参議院選挙で勝利できなかったことで橋下龍太郎首相が退陣すると、小渕恵三さんが次の首班指名を獲得します。就任当初から「パッとしない」と不人気で、海外のメディからは「冷めたピザ」と揶揄されます。小渕さんは地元に中曽根康弘福田赴夫がいたため、「ビルの間のラーメン屋」と揶揄されたこともあるほか、私の記憶では北野武さんが「海の家のラーメン屋。期待してなかったけど食べると意外と旨い」と言っていたように記憶しています。

いずれにせよ、そういうパッとしない感じで始まった小渕政権ですが、小沢一郎の自由党と公明党と連立を組むことで、参議院の劣勢をカバーし、周辺事態法を成立させ、労働者派遣法を改正し、現代のいわゆるハケン労働にも道を開いています。また、とにかく経済を良くすることに力を入れていわゆるバラマキを盛大に行い、国の借金は大いに増えましたが、結果は株価は上がり、経済全体も明るい希望が指した面があったと言えるかも知れません。政局はまたしても小沢一郎のウルトラCを狙う小沢劇場にもなっていきます。

意外といろいろ仕事をした小渕政権ですが、小沢一郎と会談した直後に倒れてしまい、帰らぬ人になってしまいます。小沢一郎は小渕首相に自民党と自由党を一旦解党し、再び自民党として結党するということを求めており、なんでそんな面倒なことをしなくてはいけないのかというと、小沢一郎は自民党に復党を果たしたいものの、細川政権時代に自分たちで作った選挙法に縛られてしまい、比例代表制がある以上、一回解党しないことには合流できないという足かせになってしまっていたようです。結局、この話は成立せず、小渕恵三さんは小沢一郎さんに「一ちゃん、またやろうな」と言ったとも言われていますが、両者でどのように話し合われたのか分からない部分も当然残されています。
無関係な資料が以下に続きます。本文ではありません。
Issue #2688, opened 2021-02-04
Modin fails to load csv from s3 with ray client


Bhavya6187:
### System information
- **OS Platform and Distribution (e.g., Linux Ubuntu 16.04)**: Ubuntu
- **Modin version** (`modin.__version__`): master (0.8.3+22.ge99b629)
- **Python version**: 3.7
- **Code we can use to reproduce**:

```
import ray
import os
import ray.util
ray.util.connect("<service_ip>:50051")
import modin.pandas as pd
pd.DEFAULT_NPARTITIONS = 10
df = pd.read_csv("s3://<bucket>/HIGGS_100k.csv")

```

国会で小渕恵三さんの追悼のための演説が行われることになった際、民主党党首の鳩山由紀夫氏が追悼することになっていたらしいのですが、小渕恵三さんは鳩山氏から国会で追及を受けていたため、遺族の鳩山由紀夫氏に対する心情が甚だしく悪く、遺族の意向で村山富市氏が追悼しています。

任期中に過労で倒れた首相ですので、どうしても同情的になるというか、そういう人を悪く言うことは心情的に憚られてしまいます。

小渕恵三首相が突然倒れて意識不明になった後、当面は青木幹夫氏が臨時首相代理を預かりますが、事前にそう指定されていたわけでもなく、小渕氏の容態からして青木氏を指名する余裕はなかったため、そこに疑惑の目と批判の声が集まります。個人的には全くの想定外で小渕さんが倒れてしまったわけですので、とりあえず何とかするしかなかったでしょうから、その点で青木氏を責めるのは酷なように思えます。

一方で、後継総裁については当時の五人の長老議員が密会して森喜朗氏が指名されるということになり、日本の後継首相を密談で決めたことに対する批判は今もあるようです。森氏の反論では、中曽根裁定で竹下氏が指名された時や、椎名裁定で三木氏が指名された時に比べれば、透明性は高いということらしいです。いずれにせよ、森喜朗内閣が登場します。